§ **TASK DATA**:
[Start of Attachment]
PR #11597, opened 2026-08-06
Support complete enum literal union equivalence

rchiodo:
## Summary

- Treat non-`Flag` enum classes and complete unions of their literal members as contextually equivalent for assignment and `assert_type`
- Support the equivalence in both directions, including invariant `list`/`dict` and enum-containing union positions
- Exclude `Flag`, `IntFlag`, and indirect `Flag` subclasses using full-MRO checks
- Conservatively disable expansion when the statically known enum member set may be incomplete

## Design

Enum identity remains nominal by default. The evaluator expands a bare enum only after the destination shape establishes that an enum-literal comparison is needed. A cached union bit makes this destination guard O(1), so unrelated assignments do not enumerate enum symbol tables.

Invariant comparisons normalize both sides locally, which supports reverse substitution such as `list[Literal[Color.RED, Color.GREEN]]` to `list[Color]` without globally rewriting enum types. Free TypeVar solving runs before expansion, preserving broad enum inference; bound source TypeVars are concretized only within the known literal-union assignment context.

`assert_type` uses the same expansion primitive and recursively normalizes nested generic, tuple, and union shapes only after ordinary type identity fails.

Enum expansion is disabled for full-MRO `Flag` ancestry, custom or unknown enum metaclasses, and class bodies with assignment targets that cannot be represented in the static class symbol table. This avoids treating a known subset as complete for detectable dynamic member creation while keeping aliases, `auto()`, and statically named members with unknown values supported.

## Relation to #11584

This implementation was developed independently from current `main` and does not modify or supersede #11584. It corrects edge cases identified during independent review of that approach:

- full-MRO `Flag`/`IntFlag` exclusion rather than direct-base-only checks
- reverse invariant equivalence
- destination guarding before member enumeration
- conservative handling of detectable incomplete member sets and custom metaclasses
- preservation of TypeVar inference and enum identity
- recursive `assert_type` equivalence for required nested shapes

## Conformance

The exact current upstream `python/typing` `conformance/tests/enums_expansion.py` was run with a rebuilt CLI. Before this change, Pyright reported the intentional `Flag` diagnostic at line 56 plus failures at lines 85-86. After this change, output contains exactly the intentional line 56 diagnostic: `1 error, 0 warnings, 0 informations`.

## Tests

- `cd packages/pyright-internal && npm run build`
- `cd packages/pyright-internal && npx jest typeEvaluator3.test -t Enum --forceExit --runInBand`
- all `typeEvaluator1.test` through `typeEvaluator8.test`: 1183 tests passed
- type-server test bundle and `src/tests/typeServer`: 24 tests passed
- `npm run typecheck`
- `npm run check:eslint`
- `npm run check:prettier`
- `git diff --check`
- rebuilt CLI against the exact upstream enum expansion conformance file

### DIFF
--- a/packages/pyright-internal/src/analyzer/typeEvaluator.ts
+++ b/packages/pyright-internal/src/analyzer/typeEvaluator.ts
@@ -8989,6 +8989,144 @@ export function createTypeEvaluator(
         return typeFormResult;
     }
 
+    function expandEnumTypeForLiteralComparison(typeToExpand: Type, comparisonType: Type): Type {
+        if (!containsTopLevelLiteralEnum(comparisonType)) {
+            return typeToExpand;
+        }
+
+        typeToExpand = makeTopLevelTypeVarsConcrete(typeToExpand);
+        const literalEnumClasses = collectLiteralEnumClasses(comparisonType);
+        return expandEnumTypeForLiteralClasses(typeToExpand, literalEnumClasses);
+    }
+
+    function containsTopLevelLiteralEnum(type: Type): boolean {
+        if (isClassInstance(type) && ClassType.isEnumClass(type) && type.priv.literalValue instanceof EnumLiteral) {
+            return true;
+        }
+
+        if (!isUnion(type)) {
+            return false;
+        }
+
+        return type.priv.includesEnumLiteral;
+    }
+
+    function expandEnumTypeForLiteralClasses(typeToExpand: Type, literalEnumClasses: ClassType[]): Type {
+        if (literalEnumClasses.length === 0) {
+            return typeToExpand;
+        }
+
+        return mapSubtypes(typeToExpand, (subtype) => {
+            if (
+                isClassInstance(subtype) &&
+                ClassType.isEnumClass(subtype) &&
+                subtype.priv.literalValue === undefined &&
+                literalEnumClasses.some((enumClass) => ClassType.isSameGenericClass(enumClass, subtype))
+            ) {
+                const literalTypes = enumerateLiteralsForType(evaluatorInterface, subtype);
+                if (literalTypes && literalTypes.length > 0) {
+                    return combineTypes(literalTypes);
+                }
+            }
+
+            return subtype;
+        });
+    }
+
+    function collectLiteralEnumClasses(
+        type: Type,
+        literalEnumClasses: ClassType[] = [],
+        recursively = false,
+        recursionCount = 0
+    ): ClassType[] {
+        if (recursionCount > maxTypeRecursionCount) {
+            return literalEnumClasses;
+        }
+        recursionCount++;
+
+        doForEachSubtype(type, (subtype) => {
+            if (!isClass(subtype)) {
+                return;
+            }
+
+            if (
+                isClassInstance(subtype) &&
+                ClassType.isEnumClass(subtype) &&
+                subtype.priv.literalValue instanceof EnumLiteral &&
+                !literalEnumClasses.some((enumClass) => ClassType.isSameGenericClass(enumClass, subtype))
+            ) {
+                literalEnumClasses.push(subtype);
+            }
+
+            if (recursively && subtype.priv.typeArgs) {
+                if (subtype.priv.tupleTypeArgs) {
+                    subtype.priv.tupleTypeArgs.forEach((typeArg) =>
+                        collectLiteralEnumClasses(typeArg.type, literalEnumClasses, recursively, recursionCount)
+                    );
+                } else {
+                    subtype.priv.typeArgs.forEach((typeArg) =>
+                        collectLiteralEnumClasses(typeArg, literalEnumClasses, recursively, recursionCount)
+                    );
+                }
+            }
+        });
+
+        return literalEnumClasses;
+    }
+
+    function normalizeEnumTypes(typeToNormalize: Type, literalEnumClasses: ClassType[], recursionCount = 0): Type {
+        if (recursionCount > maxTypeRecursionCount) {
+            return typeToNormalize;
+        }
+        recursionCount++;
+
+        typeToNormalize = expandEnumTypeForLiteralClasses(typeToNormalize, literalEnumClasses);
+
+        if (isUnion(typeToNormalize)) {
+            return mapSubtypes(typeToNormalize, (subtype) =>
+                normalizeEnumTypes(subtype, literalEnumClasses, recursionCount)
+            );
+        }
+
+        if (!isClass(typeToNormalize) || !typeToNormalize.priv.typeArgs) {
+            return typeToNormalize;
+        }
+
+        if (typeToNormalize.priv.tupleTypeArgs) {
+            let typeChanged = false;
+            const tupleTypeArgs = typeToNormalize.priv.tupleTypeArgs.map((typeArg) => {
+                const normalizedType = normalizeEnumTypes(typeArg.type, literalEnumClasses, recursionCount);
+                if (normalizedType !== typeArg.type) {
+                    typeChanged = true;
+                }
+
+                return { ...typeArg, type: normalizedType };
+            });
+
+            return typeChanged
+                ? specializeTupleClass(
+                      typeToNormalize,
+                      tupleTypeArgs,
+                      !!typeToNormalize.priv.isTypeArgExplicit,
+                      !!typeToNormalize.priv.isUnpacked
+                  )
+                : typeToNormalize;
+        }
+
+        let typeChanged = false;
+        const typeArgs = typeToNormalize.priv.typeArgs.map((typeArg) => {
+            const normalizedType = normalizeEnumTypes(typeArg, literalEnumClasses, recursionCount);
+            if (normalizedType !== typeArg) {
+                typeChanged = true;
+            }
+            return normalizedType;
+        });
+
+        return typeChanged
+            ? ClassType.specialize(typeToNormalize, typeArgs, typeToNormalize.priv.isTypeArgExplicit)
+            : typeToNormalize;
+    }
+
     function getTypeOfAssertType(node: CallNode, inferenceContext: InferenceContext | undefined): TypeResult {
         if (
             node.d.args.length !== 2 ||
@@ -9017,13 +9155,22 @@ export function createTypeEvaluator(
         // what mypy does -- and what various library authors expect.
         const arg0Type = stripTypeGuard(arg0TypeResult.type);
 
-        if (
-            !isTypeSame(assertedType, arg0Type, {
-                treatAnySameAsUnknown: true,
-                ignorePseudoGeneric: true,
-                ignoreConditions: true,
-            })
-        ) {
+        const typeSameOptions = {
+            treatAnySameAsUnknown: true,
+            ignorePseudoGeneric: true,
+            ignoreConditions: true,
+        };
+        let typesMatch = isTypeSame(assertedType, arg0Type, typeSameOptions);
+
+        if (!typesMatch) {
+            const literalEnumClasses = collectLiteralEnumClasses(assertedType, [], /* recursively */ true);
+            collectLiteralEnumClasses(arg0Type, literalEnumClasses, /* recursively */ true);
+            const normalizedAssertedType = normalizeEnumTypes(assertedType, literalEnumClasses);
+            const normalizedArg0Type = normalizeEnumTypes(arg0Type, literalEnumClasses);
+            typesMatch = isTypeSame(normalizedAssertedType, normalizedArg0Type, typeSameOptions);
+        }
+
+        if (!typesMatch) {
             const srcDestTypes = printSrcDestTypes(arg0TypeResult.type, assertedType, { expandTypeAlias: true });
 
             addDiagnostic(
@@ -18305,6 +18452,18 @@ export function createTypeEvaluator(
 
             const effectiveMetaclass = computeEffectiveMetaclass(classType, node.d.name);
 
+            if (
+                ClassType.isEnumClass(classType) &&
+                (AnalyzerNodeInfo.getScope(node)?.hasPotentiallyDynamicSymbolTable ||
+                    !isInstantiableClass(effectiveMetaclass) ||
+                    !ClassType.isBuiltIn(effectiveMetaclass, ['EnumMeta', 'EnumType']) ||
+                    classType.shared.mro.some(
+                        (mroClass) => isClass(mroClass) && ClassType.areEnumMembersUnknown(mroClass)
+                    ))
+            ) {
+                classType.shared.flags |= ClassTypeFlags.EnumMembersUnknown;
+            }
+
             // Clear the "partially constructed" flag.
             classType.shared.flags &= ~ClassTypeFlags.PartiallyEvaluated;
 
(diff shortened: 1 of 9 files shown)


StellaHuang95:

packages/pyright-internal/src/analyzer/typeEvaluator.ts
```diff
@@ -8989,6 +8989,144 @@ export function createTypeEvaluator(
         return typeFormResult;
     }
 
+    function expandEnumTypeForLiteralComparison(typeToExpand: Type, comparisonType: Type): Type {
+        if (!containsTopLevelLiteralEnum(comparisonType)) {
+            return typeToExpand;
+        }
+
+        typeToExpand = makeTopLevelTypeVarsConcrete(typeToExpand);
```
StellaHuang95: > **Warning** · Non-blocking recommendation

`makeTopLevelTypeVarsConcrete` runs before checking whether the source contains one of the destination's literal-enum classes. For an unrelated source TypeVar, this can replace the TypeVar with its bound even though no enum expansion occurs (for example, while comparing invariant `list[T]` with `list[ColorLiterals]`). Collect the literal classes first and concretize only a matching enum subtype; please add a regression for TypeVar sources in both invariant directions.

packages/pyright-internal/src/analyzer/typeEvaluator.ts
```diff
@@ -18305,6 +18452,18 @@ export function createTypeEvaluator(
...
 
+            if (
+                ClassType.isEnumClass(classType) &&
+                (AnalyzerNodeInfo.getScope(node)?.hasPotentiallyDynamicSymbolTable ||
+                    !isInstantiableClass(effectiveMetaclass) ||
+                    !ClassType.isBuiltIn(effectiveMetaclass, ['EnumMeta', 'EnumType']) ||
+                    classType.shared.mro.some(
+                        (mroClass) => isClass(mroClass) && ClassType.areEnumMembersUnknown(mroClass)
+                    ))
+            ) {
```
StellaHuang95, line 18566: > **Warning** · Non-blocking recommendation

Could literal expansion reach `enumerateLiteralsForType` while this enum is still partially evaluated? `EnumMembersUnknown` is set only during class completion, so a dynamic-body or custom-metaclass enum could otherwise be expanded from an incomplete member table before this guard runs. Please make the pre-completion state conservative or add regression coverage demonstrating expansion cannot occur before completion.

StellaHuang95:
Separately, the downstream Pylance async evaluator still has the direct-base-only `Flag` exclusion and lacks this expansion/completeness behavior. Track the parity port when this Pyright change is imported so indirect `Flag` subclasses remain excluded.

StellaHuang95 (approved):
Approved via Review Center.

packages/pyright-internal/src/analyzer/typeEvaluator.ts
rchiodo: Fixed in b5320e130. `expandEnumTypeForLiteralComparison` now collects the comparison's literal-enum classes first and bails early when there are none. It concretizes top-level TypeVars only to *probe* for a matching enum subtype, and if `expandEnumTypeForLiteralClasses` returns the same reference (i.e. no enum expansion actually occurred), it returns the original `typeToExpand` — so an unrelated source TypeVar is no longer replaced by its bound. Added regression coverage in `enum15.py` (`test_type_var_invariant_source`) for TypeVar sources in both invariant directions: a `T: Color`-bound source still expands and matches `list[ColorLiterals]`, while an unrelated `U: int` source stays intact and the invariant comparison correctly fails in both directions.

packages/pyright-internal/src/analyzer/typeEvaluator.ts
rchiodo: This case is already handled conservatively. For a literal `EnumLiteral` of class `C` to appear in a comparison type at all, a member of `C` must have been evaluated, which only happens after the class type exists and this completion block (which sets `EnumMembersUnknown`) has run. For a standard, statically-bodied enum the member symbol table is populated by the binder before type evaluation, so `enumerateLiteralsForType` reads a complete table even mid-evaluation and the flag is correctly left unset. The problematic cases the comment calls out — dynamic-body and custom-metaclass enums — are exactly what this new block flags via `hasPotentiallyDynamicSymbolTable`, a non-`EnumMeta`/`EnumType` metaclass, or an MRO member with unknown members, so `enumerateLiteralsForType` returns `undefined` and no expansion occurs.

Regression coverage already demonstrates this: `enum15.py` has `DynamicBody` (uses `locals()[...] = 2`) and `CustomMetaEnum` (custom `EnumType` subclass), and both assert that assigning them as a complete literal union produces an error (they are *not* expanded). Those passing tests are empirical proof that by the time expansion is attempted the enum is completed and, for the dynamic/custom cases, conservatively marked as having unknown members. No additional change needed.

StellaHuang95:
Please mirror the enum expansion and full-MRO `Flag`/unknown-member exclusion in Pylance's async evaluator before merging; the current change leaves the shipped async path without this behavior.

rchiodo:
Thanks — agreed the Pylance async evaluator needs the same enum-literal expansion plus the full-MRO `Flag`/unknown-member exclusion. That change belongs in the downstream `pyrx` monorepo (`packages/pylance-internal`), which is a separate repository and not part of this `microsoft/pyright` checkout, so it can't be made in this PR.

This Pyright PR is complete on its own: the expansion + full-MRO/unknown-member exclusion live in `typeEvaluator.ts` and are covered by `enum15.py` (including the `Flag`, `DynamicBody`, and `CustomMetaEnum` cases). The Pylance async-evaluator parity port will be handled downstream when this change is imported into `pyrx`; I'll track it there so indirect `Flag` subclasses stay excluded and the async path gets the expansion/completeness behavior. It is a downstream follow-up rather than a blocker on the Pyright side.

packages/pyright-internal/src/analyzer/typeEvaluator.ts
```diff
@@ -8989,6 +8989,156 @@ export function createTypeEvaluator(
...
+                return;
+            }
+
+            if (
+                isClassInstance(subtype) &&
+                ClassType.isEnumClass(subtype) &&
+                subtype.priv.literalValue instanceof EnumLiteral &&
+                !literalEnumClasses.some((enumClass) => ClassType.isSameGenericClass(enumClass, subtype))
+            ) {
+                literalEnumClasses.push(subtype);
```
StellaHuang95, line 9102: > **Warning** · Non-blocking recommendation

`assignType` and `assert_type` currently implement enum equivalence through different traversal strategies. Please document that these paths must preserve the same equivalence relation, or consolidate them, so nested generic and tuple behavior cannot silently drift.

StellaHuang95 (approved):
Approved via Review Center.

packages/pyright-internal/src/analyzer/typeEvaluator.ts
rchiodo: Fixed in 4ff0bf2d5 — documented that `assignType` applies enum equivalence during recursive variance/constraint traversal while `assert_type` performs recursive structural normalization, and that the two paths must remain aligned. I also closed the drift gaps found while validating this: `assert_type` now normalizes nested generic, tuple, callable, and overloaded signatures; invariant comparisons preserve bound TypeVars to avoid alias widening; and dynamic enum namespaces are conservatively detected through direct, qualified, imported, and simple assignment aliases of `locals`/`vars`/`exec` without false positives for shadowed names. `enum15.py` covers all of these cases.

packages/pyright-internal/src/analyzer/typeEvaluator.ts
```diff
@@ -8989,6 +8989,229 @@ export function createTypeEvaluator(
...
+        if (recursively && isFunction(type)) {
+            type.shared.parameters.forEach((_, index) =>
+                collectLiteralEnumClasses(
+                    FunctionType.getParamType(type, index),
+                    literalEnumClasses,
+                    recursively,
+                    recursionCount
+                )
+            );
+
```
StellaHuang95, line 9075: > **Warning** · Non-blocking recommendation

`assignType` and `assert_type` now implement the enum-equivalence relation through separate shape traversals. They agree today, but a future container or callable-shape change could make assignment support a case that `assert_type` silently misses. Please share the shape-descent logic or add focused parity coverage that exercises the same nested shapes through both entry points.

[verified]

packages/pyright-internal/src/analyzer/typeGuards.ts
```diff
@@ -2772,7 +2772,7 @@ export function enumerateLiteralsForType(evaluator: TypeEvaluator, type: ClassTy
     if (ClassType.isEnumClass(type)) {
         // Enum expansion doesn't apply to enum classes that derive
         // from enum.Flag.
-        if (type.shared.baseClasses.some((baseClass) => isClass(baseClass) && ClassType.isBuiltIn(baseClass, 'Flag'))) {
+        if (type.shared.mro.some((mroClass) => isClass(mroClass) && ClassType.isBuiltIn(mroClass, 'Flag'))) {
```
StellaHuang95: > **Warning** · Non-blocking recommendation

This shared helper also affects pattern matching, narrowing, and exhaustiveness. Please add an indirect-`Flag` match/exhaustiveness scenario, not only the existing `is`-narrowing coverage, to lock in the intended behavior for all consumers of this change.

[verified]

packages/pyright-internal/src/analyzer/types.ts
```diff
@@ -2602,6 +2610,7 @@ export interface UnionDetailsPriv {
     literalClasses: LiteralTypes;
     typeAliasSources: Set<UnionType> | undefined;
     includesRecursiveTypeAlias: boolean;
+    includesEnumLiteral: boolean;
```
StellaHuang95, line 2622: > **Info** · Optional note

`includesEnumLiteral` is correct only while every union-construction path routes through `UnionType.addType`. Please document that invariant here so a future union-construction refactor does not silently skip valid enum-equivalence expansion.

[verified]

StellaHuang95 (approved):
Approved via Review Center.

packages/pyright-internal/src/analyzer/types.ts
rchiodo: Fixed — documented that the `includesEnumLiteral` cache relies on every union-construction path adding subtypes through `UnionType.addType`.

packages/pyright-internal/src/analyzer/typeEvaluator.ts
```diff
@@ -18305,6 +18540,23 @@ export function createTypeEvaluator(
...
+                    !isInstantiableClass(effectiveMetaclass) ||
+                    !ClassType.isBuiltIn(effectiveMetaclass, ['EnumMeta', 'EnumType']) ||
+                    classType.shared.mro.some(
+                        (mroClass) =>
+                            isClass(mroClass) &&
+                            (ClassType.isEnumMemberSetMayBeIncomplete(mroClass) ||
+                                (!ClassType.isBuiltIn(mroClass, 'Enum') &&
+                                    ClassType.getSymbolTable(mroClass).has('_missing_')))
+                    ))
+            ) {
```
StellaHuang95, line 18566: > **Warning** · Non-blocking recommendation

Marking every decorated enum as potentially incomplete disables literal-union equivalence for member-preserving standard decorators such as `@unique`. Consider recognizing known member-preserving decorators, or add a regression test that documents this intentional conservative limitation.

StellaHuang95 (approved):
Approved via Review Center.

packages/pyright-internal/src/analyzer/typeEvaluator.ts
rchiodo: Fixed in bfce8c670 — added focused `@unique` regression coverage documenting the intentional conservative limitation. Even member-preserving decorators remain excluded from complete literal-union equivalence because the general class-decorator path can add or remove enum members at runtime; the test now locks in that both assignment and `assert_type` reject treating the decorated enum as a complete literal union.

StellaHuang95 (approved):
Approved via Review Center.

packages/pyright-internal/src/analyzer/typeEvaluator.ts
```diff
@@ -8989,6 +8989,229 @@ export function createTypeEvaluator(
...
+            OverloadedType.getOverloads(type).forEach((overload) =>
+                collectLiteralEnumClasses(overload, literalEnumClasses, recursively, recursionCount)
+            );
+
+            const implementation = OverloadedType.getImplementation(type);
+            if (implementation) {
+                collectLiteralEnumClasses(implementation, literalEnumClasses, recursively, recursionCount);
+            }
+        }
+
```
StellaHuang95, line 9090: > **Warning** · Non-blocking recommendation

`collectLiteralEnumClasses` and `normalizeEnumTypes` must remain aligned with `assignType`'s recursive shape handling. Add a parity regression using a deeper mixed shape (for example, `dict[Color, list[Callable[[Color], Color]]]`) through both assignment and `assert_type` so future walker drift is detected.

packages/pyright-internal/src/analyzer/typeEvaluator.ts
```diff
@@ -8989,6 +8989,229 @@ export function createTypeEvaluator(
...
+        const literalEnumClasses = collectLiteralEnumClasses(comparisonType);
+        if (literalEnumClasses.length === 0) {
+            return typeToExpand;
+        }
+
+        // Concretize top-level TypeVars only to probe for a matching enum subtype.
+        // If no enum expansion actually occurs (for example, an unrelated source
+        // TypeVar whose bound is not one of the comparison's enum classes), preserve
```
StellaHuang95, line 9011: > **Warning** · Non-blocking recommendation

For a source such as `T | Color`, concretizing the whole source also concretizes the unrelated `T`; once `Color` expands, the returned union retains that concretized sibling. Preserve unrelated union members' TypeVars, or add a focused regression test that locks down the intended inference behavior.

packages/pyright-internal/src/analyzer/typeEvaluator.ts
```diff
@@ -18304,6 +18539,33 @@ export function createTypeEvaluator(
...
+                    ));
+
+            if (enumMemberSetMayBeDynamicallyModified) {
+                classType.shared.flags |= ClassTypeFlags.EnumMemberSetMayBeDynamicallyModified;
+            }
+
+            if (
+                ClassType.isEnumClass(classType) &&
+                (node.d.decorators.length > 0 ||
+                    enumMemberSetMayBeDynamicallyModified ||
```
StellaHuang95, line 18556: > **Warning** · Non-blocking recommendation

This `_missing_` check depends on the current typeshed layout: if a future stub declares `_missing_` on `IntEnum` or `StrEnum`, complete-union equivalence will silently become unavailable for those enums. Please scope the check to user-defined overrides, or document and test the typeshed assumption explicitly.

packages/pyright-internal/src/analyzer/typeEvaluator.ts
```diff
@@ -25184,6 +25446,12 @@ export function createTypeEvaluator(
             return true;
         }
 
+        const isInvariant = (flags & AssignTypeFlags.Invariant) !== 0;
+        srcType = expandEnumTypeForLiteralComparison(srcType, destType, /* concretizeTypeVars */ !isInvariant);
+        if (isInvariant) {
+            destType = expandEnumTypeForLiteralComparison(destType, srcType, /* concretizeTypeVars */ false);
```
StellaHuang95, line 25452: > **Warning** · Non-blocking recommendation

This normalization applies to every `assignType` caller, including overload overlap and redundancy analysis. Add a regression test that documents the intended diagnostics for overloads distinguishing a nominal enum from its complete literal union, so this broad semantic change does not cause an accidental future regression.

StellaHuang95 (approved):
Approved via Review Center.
[End of Attachment]
§ **EXERCISE**: Show each line from the listing above that includes the word "shared".

§ **WRITTEN RESPONSE**:
+                    classType.shared.mro.some(
+                classType.shared.flags |= ClassTypeFlags.EnumMembersUnknown;
             classType.shared.flags &= ~ClassTypeFlags.PartiallyEvaluated;
+                    classType.shared.mro.some(
+            type.shared.parameters.forEach((_, index) =>
-        if (type.shared.baseClasses.some((baseClass) => isClass(baseClass) && ClassType.isBuiltIn(baseClass, 'Flag'))) {
+        if (type.shared.mro.some((mroClass) => isClass(mroClass) && ClassType.isBuiltIn(mroClass, 'Flag'))) {
This shared helper also affects pattern matching, narrowing, and exhaustiveness. Please add an indirect-`Flag` match/exhaustiveness scenario, not only the existing `is`-narrowing coverage, to lock in the intended behavior for all consumers of this change.
+                    classType.shared.mro.some(
+                classType.shared.flags |= ClassTypeFlags.EnumMemberSetMayBeDynamicallyModified;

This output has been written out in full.